KI-Glossar
Das vollständige Wörterbuch der Künstlichen Intelligenz
Latent Diffusion Model
Diffusion architecture that operates in a lower-dimensional latent space, obtained via an auto-encoder, to significantly reduce computational costs while maintaining high image generation quality.
Perceptual Encoder
Part of the auto-encoder in an LDM that transforms a high-dimensional image (pixels) into a low-dimensional representation (latent), capturing essential semantic information.
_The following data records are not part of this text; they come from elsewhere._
PR #4184, opened 2020-02-07
DHCP group known clients by interface. Issue #1605

vktg:
- [ ] Redmine Issue: https://redmine.pfsense.org/issues/1605
- [ ] Ready for review

 When set to 'Allow all clients', any DHCP client will get an IP address within this scope/range on this interface. 
 If set to 'Allow known clients from any interface', any DHCP client with a MAC address listed on 'any' scope(s)/interface(s) will get an IP address. 
 If set to 'Allow known clients from only this interface', only MAC addresses listed below (i.e. for this interface) will get an IP address within this scope/range

This is squashed & tested PR https://github.com/pfsense/pfsense/pull/4066
Tested on pfSense 2.5.0.a.20200206.2005

### DIFF
--- a/src/etc/inc/services.inc
+++ b/src/etc/inc/services.inc
@@ -789,6 +789,9 @@ EOPP;
 			}
 		}
 
+		// instantiate class before pool definition
+		$dhcpdconf .= "class \"s_{$dhcpif}\" {\n	match pick-first-value (option dhcp-client-identifier, hardware);\n}\n";
+
 		$dhcpdconf .= "subnet {$subnet} netmask {$subnetmask} {\n";
 
 		// Setup pool options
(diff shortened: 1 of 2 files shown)


src/etc/inc/services.inc
```diff
@@ -1190,6 +1201,10 @@ EOD;
 				}
 
 				$dhcpdconf .= "}\n";
+
+				// subclass for DHCP limiting
+				$dhcpdconf .= "subclass \"s_{$dhcpif}\" 1:{$sm['mac']};\n"; // assuming ALL addresses are ethernet hardware type ("1:" prefix)
```
jim-p: What if the MAC is empty? Entries can be specified based on MAC or Client ID. Either one could be empty.

src/etc/inc/services.inc
```diff
@@ -789,6 +789,9 @@ EOPP;
 			}
 		}
 
+		// instantiate class before pool definition
+		$dhcpdconf .= "class \"s_{$dhcpif}\" {\n	match hardware;\n}\n";
```
jim-p: What if the MAC is empty? Entries can be specified based on MAC or Client ID. Either one could be empty.

The `dhcpd.conf` man page has an example that might work:

    match pick-first-value	(option	dhcp-client-identifier,	hardware);

src/usr/local/www/services_dhcp.php
```diff
@@ -163,7 +163,17 @@
 	list($pconfig['wins1'], $pconfig['wins2']) = $dhcpdconf['winsserver'];
 	list($pconfig['dns1'], $pconfig['dns2'], $pconfig['dns3'], $pconfig['dns4']) = $dhcpdconf['dnsserver'];
 	$pconfig['ignorebootp'] = isset($dhcpdconf['ignorebootp']);
-	$pconfig['denyunknown'] = isset($dhcpdconf['denyunknown']);
+
+	if (isset($dhcpdconf['denyunknown'])) {
+		if ($dhcpdconf['denyunknown'] == "") {
```
jim-p: `empty()` would be better here.

Or even collapse this whole inner if/else to a single line:

    $pconfig['denyunknown'] = empty($dhcpdconf['denyunknown']) ? "enabled" : $dhcpdconf['denyunknown'];

vktg: done

src/etc/inc/services.inc
vktg: done

src/etc/inc/services.inc
vktg: MAC or Client ID, or both are added to config now

PR #4190, opened 2020-02-12
Remove extra 00 padding of VTI interface names. Issue #9592

vktg:
- [x] Redmine Issue: https://redmine.pfsense.org/issues/9592
- [x] Ready for review

FreeBSD will not accept an interface number greater than 32767, therefore this padding limits the number of VTI interfaces to 32.
This change will increase this to 3276.

This is squashed & resolved PR https://github.com/pfsense/pfsense/pull/4071


src/etc/inc/interfaces.inc
```diff
@@ -1356,6 +1356,57 @@ function interface_gif_configure(&$gif, $gifkey = "") {
...
+	}
+	
+	if ((($ikeid < 33) && ($idx < 10)) || (($ikeid < 10) && ($idx < 100))) {
+		$oldformat = "{$ikeid}00{$idx}";
+		$config['ipsec']['vtimaps'][]=array(
+			"reqid" => $ikeid,
+			"index" => $idx,
+			"ifnum" => $oldformat
+		);
+		write_config(gettext("New ipsec vtimap added"));
```
rbgarga: I still don't like the idea of this function to change config.  It would be better if the conversion from old format to new format happens on upgrade_config.inc with a version config bump

vktg: how can I fix this?
there is no upgrade_config.inc in the master branch
I only see this on installed pfSense

rbgarga: Yes, there is an upgrade_config.inc on master branch, at:

https://github.com/pfsense/pfsense/blob/master/src/etc/inc/upgrade_config.inc

vktg: ok, done
now upgrade_201_to_202() converts all IPsec VTI (including disabled) to new <vtimap> format

rbgarga: You need to bump `latest_config` at globals.inc to 20.2 otherwise that function will never be called.
https://github.com/pfsense/pfsense/blob/master/src/etc/inc/globals.inc#L73

Also, since upgrade_config.inc will take care of converting it, this block can be removed from `get_ipsecifnum()`

vktg: this block is used to create new <vtimap> entries
but there is no any mechanism to remove unused <vtimap>
In Progress...

vktg: All done

Now it correctly updates config.xml when upgrading,
Deletes unused vtimaps after deleting P1/P2 in WebGUI,
Deletes/creates vtimaps on switching from IKEv1/IKEv2 with split connections to IKEv2 and vise-versa

jim-p: Why is it still doing `config_write()` calls in the function (here and once more below)? If it's happening on upgrade, it should be unnecessary to do a write in the function. It should only be done when creating/deleting a VTI, shouldn't it?

src/etc/inc/interfaces.inc
```diff
@@ -1356,6 +1356,80 @@ function interface_gif_configure(&$gif, $gifkey = "") {
...
+/*
+ * $ipsecifnum = get_ipsecifnum($ikeid, $idx, $create=true);
+ * locates or creates and returns an ipsecifnum in the config.
+ */
+function get_ipsecifnum($ikeid, $idx, $create = true) {
+	global $config;
+
+	if (is_array($config['ipsec']['vtimap'])) {
+		$matches = array_filter($config['ipsec']['vtimap'], function($val) use($ikeid, $idx){
+			return ($val['reqid'] == $ikeid and $val['index'] == $idx);
```
jim-p: Each test should be in its own set of parenthesis, plus `and` should probably be `&&`. I don't see anything here that would require using the lower precedence of `and` vs `&&`.

vktg: In progress
too many config writes, need to move it to vpn_ipsec_phase1.php and vpn_ipsec_phase2.php

src/etc/inc/ipsec.inc
```diff
@@ -2316,6 +2324,17 @@ function ipsec_setup_tunnels() {
 				$children[$cname]['local_ts'] = implode(",", $local_ts_spec);
 			}
 			if ($has_vti) {
+				// cleanup all vtimaps after IKEv1 or Split Connections
+				if (is_array($config['ipsec']['vtimap'])) {
+					$a_vtimap = &$config['ipsec']['vtimap'];
+					foreach ($a_vtimap as $id => $vtimap) {
+						if ($vtimap['reqid'] == $ph1ent['ikeid']) {
+							unset($a_vtimap[$id]);
```
jim-p: If this is making changes, should this not also set `$vtimap_save` to `true` so those changes get stored at the end?

vktg: Now it's completely rewritten

No any extra write_config()
Correct creating/deleting vtimaps on IKEv1/IKEv2 switching
Correct creating/deleting vtimaps on Phase 2 mode changing

rbgarga:

vktg:
> @vktg please rebase your fork and fix conflicts

Rebased

rbgarga:

vktg:
Fixed!

PR #4078, opened 2019-08-13
Feature #9661

kiokoman:
- [x] Redmine Issue: https://redmine.pfsense.org/issues/9661
- [x] Ready for review

PR #4191, opened 2020-02-12
Increase DHCP/DHCPv6 NTP server options to three. Issue #9661

vktg:
- [ ] Redmine Issue: https://redmine.pfsense.org/issues/9661
- [ ] Ready for review

This is squashed and tested PR https://github.com/pfsense/pfsense/pull/4078

It is considered a general best practice to use at least three NTP servers to help identify "falsetickers" (bad clock sources). Unfortunately the pfSense DHCP/DHCPv6 web UI (v2.4.4-RELEASE-p3 at the time of writing) doesn't allow you to specify more than two NTP servers in the "Other Options".


vktg:
works fine on 2.5.0.a.20200211.1811,
I can see three NTP servers in the packet capture

jim-p:
The other PR is identical (except the commits), is still open, is approved, has no unresolved conflicts, etc. This one has less commits but that alone doesn't seem like enough reason to warrant a copy of the PR.

PR #4192, opened 2020-02-12
OpenVPN RADIUS ACL enhancements. Issue #9206

vktg:
- [ ] Redmine Issue: https://redmine.pfsense.org/issues/9206
- [ ] Ready for review

* fixed a race condition where disconnecting and reconnecting a session when using AVPair ACLs would result in no rules being inserted.
* Updated the ACL parser to support IP and ICMP protocol options
* Updated the ACL parser to support port operators.
* Added a template variable "{clientip}" that is replaced with the connecting clients VPN IP.

This is squashed, resolved (@hatclub notes) and tested PR https://github.com/pfsense/pfsense/pull/4026

tested on pfSense 2.5.0.a.20200211.1811 with freeradius3 0.15.7_10
OpenVPN 2.4.7 client (Debian 10)

### DIFF
--- a/src/usr/local/sbin/openvpn.attributes.sh
+++ b/src/usr/local/sbin/openvpn.attributes.sh
@@ -20,16 +20,53 @@
 # See the License for the specific language governing permissions and
 # limitations under the License.
 
+
+lockfile="/tmp/ovpn_${dev}_${username}_${trusted_port}.lock"
+rulesfile="/tmp/ovpn_${dev}_${username}_${trusted_port}.rules"
+anchorname="openvpn/${dev}_${username}_${trusted_port}"
+
 if [ "$script_type" = "client-connect" ]; then
+	i=1
+	while [ -f "${lockfile}" ]; do
+		if [ $i -ge 30 ]; then
+			/bin/echo "Timeout while waiting for lockfile"
+			exit 1
+		fi
+
+		/bin/sleep 1
+		i=$(( i + 1 ))
+	done
+	/usr/bin/touch "${lockfile}"
+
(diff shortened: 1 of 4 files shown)


src/usr/local/sbin/openvpn.attributes.sh
```diff
@@ -20,16 +20,53 @@
...
+			/bin/echo "Timeout while waiting for lockfile"
+			exit 1
+		fi
+
+		/bin/sleep 1
+		i=$(( i + 1 ))
+	done
+	/usr/bin/touch "${lockfile}"
+
+	/bin/cat "${rulesfile}" | sed "s/{clientip}/${ifconfig_pool_remote_ip}/g" > "${rulesfile}.tmp" && mv "${rulesfile}.tmp" "${rulesfile}"
```
jim-p: Full paths are missing from `sed` and `mv`

hatclub:
```suggestion
	/bin/cat "${rulesfile}" | /usr/bin/sed "s/{clientip}/${ifconfig_pool_remote_ip}/g" > "${rulesfile}.tmp" && /bin/mv "${rulesfile}.tmp" "${rulesfile}"
```

hatclub: Whoops, I created a new change instead of putting it here - sorry. :\

hatclub:
```suggestion
	/bin/cat "${rulesfile}" | /usr/bin/sed "s/{clientip}/${ifconfig_pool_remote_ip}/g" > "${rulesfile}.tmp" && /bin/mv "${rulesfile}.tmp" "${rulesfile}"
```

vktg: thanks!
I added it to the squashed commit

PR #4194, opened 2020-02-15
Accomodate both RADIUS and pool IP addresses in IPsec. Issue #8160

vktg:
- [ ] Redmine Issue: https://redmine.pfsense.org/issues/8160
- [ ] Ready for review

fixed and tested copy of https://github.com/pfsense/pfsense/pull/3976: by @Amith211

> I have a requirement to be able to have IPSec VPN clients receive their IP addresses via RADIUS for some groups and others from a simple pool. I decided to have a stab at implementing the solution mentioned in Redmine issue 8160.

What done:
* Adopted to swanctl.conf https://redmine.pfsense.org/issues/9603,
From https://wiki.strongswan.org/projects/strongswan/wiki/VirtualIp#RADIUS-backend:

> the order in which they are queried for virtual IPs depends on the plugin load order (in-memory pools are provided by the stroke and vici plugins, respectively). The order in rightsourceip or pools is irrelevant unless multiple in-memory pools from the same backend are defined.

this is why we need increase the priority of eap-radius plugin by `$ssconf['charon']['plugins']['eap-radius']['load'] = "2";`
see https://wiki.strongswan.org/projects/strongswan/wiki/PluginLoad:

> Besides simply enabling/disabling plugins the load setting accepts a numeric priority
> value, which the plugin loader uses to decide in which order plugins are loaded. Plugins with the same priority are loaded
> according to the default load order, unknown plugins with the same priority are loaded first and in alphabetical order.
> The default priority is 1, and can also be negative to simplify moving a plugin to the end of the list.

* removed line 
`$ssconf['starter']['config_file'] = "{$g['varetc_path']}/ipsec/ipsec.conf";`
no such file

* Fixed creating correct config file when using EAP-RADIUS without pool ( ipsec_setup_pools() used the ipsec.conf-style %radius)

p.s. as I found you can't see mobile clients that get their IP via RADIUS on the Status / IPsec/ Leases page (only under child sa), and their IPs are not added to the tonatsubnets table

### DIFF
--- a/src/usr/local/www/vpn_ipsec_mobile.php
+++ b/src/usr/local/www/vpn_ipsec_mobile.php
@@ -69,18 +69,23 @@ if (count($a_client)) {
 	$pconfig['wins_server2'] = $a_client['wins_server2'];
 	$pconfig['pfs_group'] = $a_client['pfs_group'];
 	$pconfig['login_banner'] = $a_client['login_banner'];
-
+	$pconfig['radius_ip_priority_enable'] = $a_client['radius_ip_priority_enable'];
+	
 	if (isset($pconfig['enable'])) {
 		$pconfig['enable'] = true;
 	}
 
-	if ($pconfig['pool_address']&&$pconfig['pool_netbits']) {
+	if ($pconfig['pool_address'] && $pconfig['pool_netbits']) {
 		$pconfig['pool_enable'] = true;
 	} else {
 		$pconfig['pool_netbits'] = 24;
 	}
 
-	if ($pconfig['pool_address_v6']&&$pconfig['pool_netbits_v6']) {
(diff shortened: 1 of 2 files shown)


src/usr/local/www/vpn_ipsec_mobile.php
```diff
@@ -231,6 +236,12 @@
 		}
 	}
 
+	if ($pconfig['radius_ip_priority_enable']) {
+		if (!(isset($mobileph1) && $mobileph1['authentication_method'] == 'eap-radius')) {
```
jim-p: Second test on this line needs parenthesis

vktg: fixed

PR #4195, opened 2020-02-17
Add support for Cloudflare DDNS with API token

netpok:
- [x] Redmine Issue: https://redmine.pfsense.org/issues/9639
- [x] Ready for review

This pull request adds support for [Cloudflare API tokens](https://blog.cloudflare.com/api-tokens-general-availability/) in the Dynamic DNS section. API tokens are great because it's scope can be limited to a specific resource unlike in the case of the global api key.

Api tokens can be used by entering the zone id and api token as username/password combination instead of the email and api token.

The zone id is required to reduce the required permissions only to the DNS edit permission, otherwise it would require read permission on the zone and on the account. This information is readily available on the dashboard.

A related question: Why does one to confirm the password, this is more like a login form than a password update form?

### DIFF
--- a/src/etc/inc/dyndns.class
+++ b/src/etc/inc/dyndns.class
@@ -212,7 +212,7 @@
 				log_error(gettext("Dynamic DNS: updatedns() starting"));
 			}
 
-			$dyndnslck = lock("DDNS".$dnsID, LOCK_EX);
+			$dyndnslck = lock("DDNS" . $dnsID, LOCK_EX);
 
 			if (!$dnsService) $this->_error(2);
 			switch ($dnsService) {
@@ -454,7 +454,7 @@
 				case 'glesys':
 					$needsIP = TRUE;
 					$server = 'https://api.glesys.com/domain/updaterecord/format/json';
-					curl_setopt($ch, CURLOPT_USERPWD, $this->_dnsUser.':'.$this->_dnsPass);
+					curl_setopt($ch, CURLOPT_USERPWD, $this->_dnsUser . ':' . $this->_dnsPass);
 					$post_data['recordid'] = $this->_FQDN;
 					$post_data['data'] = $this->_dnsIP;
 					curl_setopt($ch, CURLOPT_URL, $server);
@@ -467,7 +467,7 @@
 					if (isset($this->_dnsWildcard) && $this->_dnsWildcard != "OFF") {
 						$this->_dnsWildcard = "ON";
 					}
-					curl_setopt($ch, CURLOPT_USERPWD, $this->_dnsUser.':'.$this->_dnsPass);
+					curl_setopt($ch, CURLOPT_USERPWD, $this->_dnsUser . ':' . $this->_dnsPass);
 					$server = "https://members.dyndns.org/nic/update";
 					$port = "";
 					if ($this->_dnsServer) {
@@ -476,7 +476,7 @@
 					if ($this->_dnsPort) {
 						$port = ":" . $this->_dnsPort;
 					}
-					curl_setopt($ch, CURLOPT_URL, $server .$port . '?system=dyndns&hostname=' . $this->_dnsHost . '&myip=' . $this->_dnsIP . '&wildcard='.$this->_dnsWildcard . '&mx=' . $this->_dnsMX . '&backmx=NO');
+					curl_setopt($ch, CURLOPT_URL, $server . $port . '?system=dyndns&hostname=' . $this->_dnsHost . '&myip=' . $this->_dnsIP . '&wildcard=' . $this->_dnsWildcard . '&mx=' . $this->_dnsMX . '&backmx=NO');
 					break;
 				case 'dhs':
 					// DHS is disabled in the GUI because the following doesn't work.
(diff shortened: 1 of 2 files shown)


src/etc/inc/dyndns.class
```diff
@@ -798,17 +798,28 @@
...
-						'X-Auth-Key: '.$this->_dnsPass.'',
-						'Content-Type: application/json'
-					));
 
-					// Get zone ID
-					$getZoneId = "https://{$dnsServer}/client/v4/zones/?name={$this->_dnsDomain}";
-					curl_setopt($ch, CURLOPT_URL, $getZoneId);
-					$output = json_decode(curl_exec($ch));
-					$zone = $output->result[0]->id;
+					if(strpos($this->_dnsUser, '@') !== false){
```
rbgarga: Add missing space between if and (

src/etc/inc/dyndns.class
```diff
@@ -798,17 +798,28 @@
...
+						curl_setopt($ch, CURLOPT_HTTPHEADER, array(
+							'X-Auth-Email: '.$this->_dnsUser.'',
+							'X-Auth-Key: '.$this->_dnsPass.'',
```
rbgarga: You are concatenating an empty string, please remove it

src/etc/inc/dyndns.class
```diff
@@ -798,17 +798,28 @@
...
-						'X-Auth-Key: '.$this->_dnsPass.'',
-						'Content-Type: application/json'
-					));
 
-					// Get zone ID
-					$getZoneId = "https://{$dnsServer}/client/v4/zones/?name={$this->_dnsDomain}";
-					curl_setopt($ch, CURLOPT_URL, $getZoneId);
-					$output = json_decode(curl_exec($ch));
-					$zone = $output->result[0]->id;
+					if (strpos($this->_dnsUser, '@') !== false){
```
jim-p: Needs a space between `)` and `{` at the end of the line.

src/etc/inc/dyndns.class
```diff
@@ -798,17 +798,28 @@
...
+						curl_setopt($ch, CURLOPT_HTTPHEADER, array(
+							'X-Auth-Email: '.$this->_dnsUser,
+							'X-Auth-Key: '.$this->_dnsPass,
```
jim-p: Should have a space on either side of the `.` operator on both lines here.

src/etc/inc/dyndns.class
```diff
@@ -798,17 +798,28 @@
...
+						));
+
+						// Get zone ID
+						$getZoneId = "https://{$dnsServer}/client/v4/zones/?name={$this->_dnsDomain}";
+						curl_setopt($ch, CURLOPT_URL, $getZoneId);
+						$output = json_decode(curl_exec($ch));
+						$zone = $output->result[0]->id;
+					} else {
+						curl_setopt($ch, CURLOPT_HTTPHEADER, array(
+							'Authorization: Bearer '.$this->_dnsPass,
```
jim-p: Put spaces around `.` here as well

src/etc/inc/dyndns.class
netpok: I did not put there because it wasn't there originally, I fixed all the concatenations in this file based on your instruction.

cpick:
In May Cloudflare [improved their API](https://community.cloudflare.com/t/bug-zone-detail-by-name-requires-zone-list-permission/128042/14) so that a token scoped to a particular zone now has permission to `GET https://api.cloudflare.com/client/v4/zones/?name=<specific_zone_name_here>`.

As a result, a further update could be made so that the zone id doesn't have to be provided as the username (perhaps the password would be assumed to be a token if the username was blank?), but instead be queried like it is in the old API key scenario.

netpok:
So you could replace the zone id with the name of the zone?

cpick:
Basically I think we could change [these lines](https://github.com/pfsense/pfsense/blob/master/src/etc/inc/dyndns.class#L870-L875) from:
```perl
if (strpos($this->_dnsUser, '@') !== false) {
	curl_setopt($ch, CURLOPT_HTTPHEADER, array(
		'X-Auth-Email: ' . $this->_dnsUser,
		'X-Auth-Key: ' . $this->_dnsPass,
		'Content-Type: application/json'
	));
```

To something like:
```perl
if ((!$this->_dnsUser) || (strpos($this->_dnsUser, '@') !== false)) {
	if (strpos($this->_dnsUser, '@') !== false) {
		curl_setopt($ch, CURLOPT_HTTPHEADER, array(
			'X-Auth-Email: ' . $this->_dnsUser,
			'X-Auth-Key: ' . $this->_dnsPass,
			'Content-Type: application/json'
		));
	} else {
		curl_setopt($ch, CURLOPT_HTTPHEADER, array(
			'Authorization: Bearer ' . $this->_dnsPass,
			'Content-Type: application/json'
		));
	}
	// Keep going to query Zone ID ...
```

And [this argument validation](https://github.com/pfsense/pfsense/blob/master/src/etc/inc/dyndns.class#L239) earlier on would need to be loosened in the Cloudflare cases:
```perl
if (!$dnsUser) $this->_error(3);
```

Then if the user leaves the user field blank, the password will be assumed to be a token.  The token can still be scoped to the specific Zone and the Zone ID will be queried automatically like it is when  a global API key is used.

(I'm hesitating to make a pull request with the changes myself because I've never written any perl, I'm sort of copying and pasting here.)

netpok:
I checked* and I think you're right and don't worry about your lack of perl knowledge, since this is written in php.

* not tested

cpick:
I've given it a crack in https://github.com/pfsense/pfsense/pull/4482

Cross-Attention Conditioning
Attention mechanism that allows the latent diffusion model to integrate heterogeneous information, such as text (CLIP embeddings), to guide image generation in a flexible and precise manner.
Noise Scheduler
Algorithm defining the variance of noise added at each timestep of the forward process, influencing the convergence speed and final generation quality in LDMs.
Noise Regression (Denoising)
Main task of the U-Net diffusion model, which consists of predicting the noise added to a latent at a given timestep, allowing it to be subtracted to progressively denoise the signal.
Hierarchical U-Net
Neural network architecture in the shape of a U, with residual connections and attention mechanisms, used as the core of the diffusion model to predict noise at each denoising step.
Classifier-Free Guidance (CFG)
Conditioning method that uses the gradient of the model's own log-probability to increase adherence to the prompt, avoiding the need for an external classifier and improving text fidelity.
Stable Diffusion
Famous open-source implementation of the latent diffusion model architecture, combining a VAE, a U-Net, and text conditioning via CLIP for accessible and performant image generation.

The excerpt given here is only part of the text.